Logistics on track despite Brexit

London, UK: Resilience dominates business thinking and planning where trade and the movement of goods are concerned, according to a new report published today (26 October).

The Logistics Update, launched by the Freight Transport Association in partnership with Santander, polled the opinions of more than 370 freight and logistics businesses operating in the UK and internationally, to provide industry insight into the latest political and economic developments.

Despite a challenging economic climate, the future looks more positive with a predicted 1.5 per cent growth in GDP in 2019, and three quarters of logistics companies are confident their business will grow over the next three years.

Elizabeth de Jong, director of UK policy, Freight Transport Association, said: “The logistics industry is facing a challenging road ahead.  With Brexit negotiations stalling, businesses are in a difficult position as they try to plan for an uncertain future.  Despite this, three quarters of logistics companies are confident their business will grow over the next three years.
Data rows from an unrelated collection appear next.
PR #378, opened 2021-10-08
chore(fronend): refactor HeaderTools component

akurinnoy:
### What does this PR do?

This PR adds an application launcher into the page masthead. As for now, app launcher contains one item that allows users to open the cluster Web UI page.

resolves https://github.com/eclipse/che/issues/20106


packages/common/src/dto/application-info.ts
```diff
@@ -0,0 +1,18 @@
...
+ *
+ * Contributors:
+ *   Red Hat, Inc. - initial API and implementation
+ */
+
+export interface ApplicationInfo {
+  url: string;
+  title: string;
+  icon: string;
+  group?: string;
```
sleshchenko, line 17: what is a group?

sleshchenko: I see. Makes sense.
It seems to be consistent with what OpenShift Console does with ConsoleLink
Screenshot_20211019_172932

packages/dashboard-backend/src/devworkspace-client/services/cluster-info.ts
```diff
@@ -0,0 +1,18 @@
...
+ * available under the terms of the Eclipse Public License 2.0
+ * which is available at https://www.eclipse.org/legal/epl-2.0/
+ *
+ * SPDX-License-Identifier: EPL-2.0
+ *
+ * Contributors:
+ *   Red Hat, Inc. - initial API and implementation
+ */
+
+export const clusterConsoleUrl = process.env['OPENSHIFT_CONSOLE_URL'] || '';
```
olexii4, line 13: I am wondering how it is supposed to work if we do not have an environment variable OPENSHIFT_CONSOLE_URL

akurinnoy: The Applications menu won't be shown at all.

packages/dashboard-backend/src/devworkspace-client/services/cluster-info.ts
```diff
@@ -0,0 +1,18 @@
...
+export const clusterConsoleTitle = process.env['OPENSHIFT_CONSOLE_TITLE']
+  || 'Openshift Console';
+export const clusterConsoleIcon = process.env['OPENSHIFT_CONSOLE_ICON']
```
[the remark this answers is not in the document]
olexii4: WDYT?

packages/dashboard-backend/src/api/clusterInfo.ts
```diff
@@ -0,0 +1,35 @@
...
+import { clusterConsoleGroup, clusterConsoleIcon, clusterConsoleTitle, clusterConsoleUrl } from '../devworkspace-client/services/cluster-info';
+import { getSchema } from '../services/helpers';
+
+const tags = ['clusterInfo'];
+
+export function registerClusterInfo(server: FastifyInstance) {
+
+  server.get(
+    `${baseApiPath}/cluster-info`,
+    getSchema({ tags, params: clusterInfoSchema }),
```
olexii4, line 26: It is not the right schema for request
```
{
  type: 'object',
  properties: {
    title: { type: 'string' },
    url: { type: 'string' },
    icon: { type: 'string' },
  }
}
```

akurinnoy: Any hints on how to fix that?

akurinnoy: I need to get rid of clusterInfoSchema because it describes the request but not the response.

PR #380, opened 2021-10-12
Dashboard reports its version

akurinnoy:
### What does this PR do?

In the About window

- renamed "Version" to "Server Version"
- added "Dashboard Version" section

Screenshot 2021-10-12 at 12 34 03

fixes https://github.com/eclipse/che/issues/20474


packages/dashboard-frontend/src/Layout/Header/Tools/about-modal.tsx
```diff
@@ -48,9 +49,17 @@ const AboutModalItems: React.FC<AboutModalItemsProps> = (
...
+              <TextListItem component='dt'>Dashboard Version</TextListItem>
+              <TextListItem component='dd'>
+                <div className='co-select-to-copy'>{dashboardVersion}</div>
+              </TextListItem>
+            </>
+          )}
           {productVersion && (
             <>
-              <TextListItem component='dt'>Version</TextListItem>
+              <TextListItem component='dt'>Product Version</TextListItem>
```
sleshchenko, line 62: Maybe it's better to report it as `Server Version` since it's version of Che/CRW Server.
@nickboldt WDYT?

nickboldt: Yes but in like 3 months "server" will be "devworkspace engine" ...

What's wrong with Product Version?

sleshchenko: Yes and no. We still will have Che Server for some duties. But its exact version may be not critical, so I'm OK with leaving Product as well.

About DevWorkspace operator version, we can try to report DWO CSV version, but in addition.

packages/dashboard-frontend/src/Layout/Header/Tools/__tests__/about-modal.spec.tsx
```diff
@@ -55,9 +55,20 @@ describe('About modal', () => {
...
+    };
+    const { getByText } = render(component);
+    expect(getByText('Product Version')).not.toBeNull();
+    expect(getByText('1.2.3')).not.toBeNull();
+  });
+
   it('should display product version', () => {
     const { getByText } = render(component);
-    expect(getByText('Version')).not.toBeNull();
+    expect(getByText('Product Version')).not.toBeNull();
```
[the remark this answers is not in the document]
sleshchenko: It won't be full replacement but if you think product makes more sense, I'm OK with that

olexii4 (approved):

“In the event of a no-deal exit, logistics businesses are most concerned about the potential impact on infrastructure plans, labour shortages and border delays. While the government has provided companies with some information, in the form of no-deal contingency papers, there are still several key processes to be agreed if the UK logistics sector and just-in-time economy is to be protected.”

“As we leave the EU, it is vital the UK’s economy remains efficient and competitive internationally.  There is much the government can do to help make this happen: investing in road and rail infrastructure; creating a favourable fiscal environment; improving initiatives to address skills shortages; and facilitating cleaner fuels through use of duty differentials while protecting modal choice.”

The continuing increase in the price of oil is a defining feature of the update.  Brent Crude’s price increased by just over 18% since December 2017, to a monthly average of $75.94 a barrel in June 2018.  The price of fuel is now one of logistics operators’ most troublesome concerns.

“Logistics businesses are facing rising operating costs.  The ongoing increase in fuel prices – up 18 per cent since December 2017 –  presents a key challenge.  While FTA is pleased the government decided not to increase fuel duty in its autumn Budget, we’re disappointed it didn’t take the opportunity to reduce it, given this rise.  The report also discovered that operators are struggling with increased warehouse rates and are finding it difficult to pass these increased input costs on to customers,”  de Jong said.

John Simkins, head of transport and logistics, Santander Corporate and Commercial Banking, said: “It is positive to see that despite the slower than anticipated growth in the economy during the first half of the year, and a number of other challenges faced by those operating in the sector, confidence remains high.  Logistics, and the industries it serves, need to be able to rely on coordinated plans and legal certainties.  Contingencies need to be in place to ensure that planes, trains and vehicles can cross UK-EU borders and ensure vital supplies are maintained.  Brexit uncertainties, rising oil prices, staff shortages and economic instability are all presenting serious challenges to the logistics industry.

“With growth in both British exports and imports, the transport and logistics sector has shown itself to be adaptable, resilient and optimistic in the face of uncertainty.  With an outlook for the global economy that is relatively benign, transport and logistics companies will be at the forefront of helping UK businesses to overcome the headwinds and prosper on the global stage.”

The Logistics Update is the companion document to FTA’s annual Logistics Report, bringing the developments and trends that were identified in the main report, published in May, up to date while reflecting on the latest political and economic news affecting logistics.  The update splits its focus between the UK’s economy and logistics performance in the period since the main report and the latest developments affecting logistics.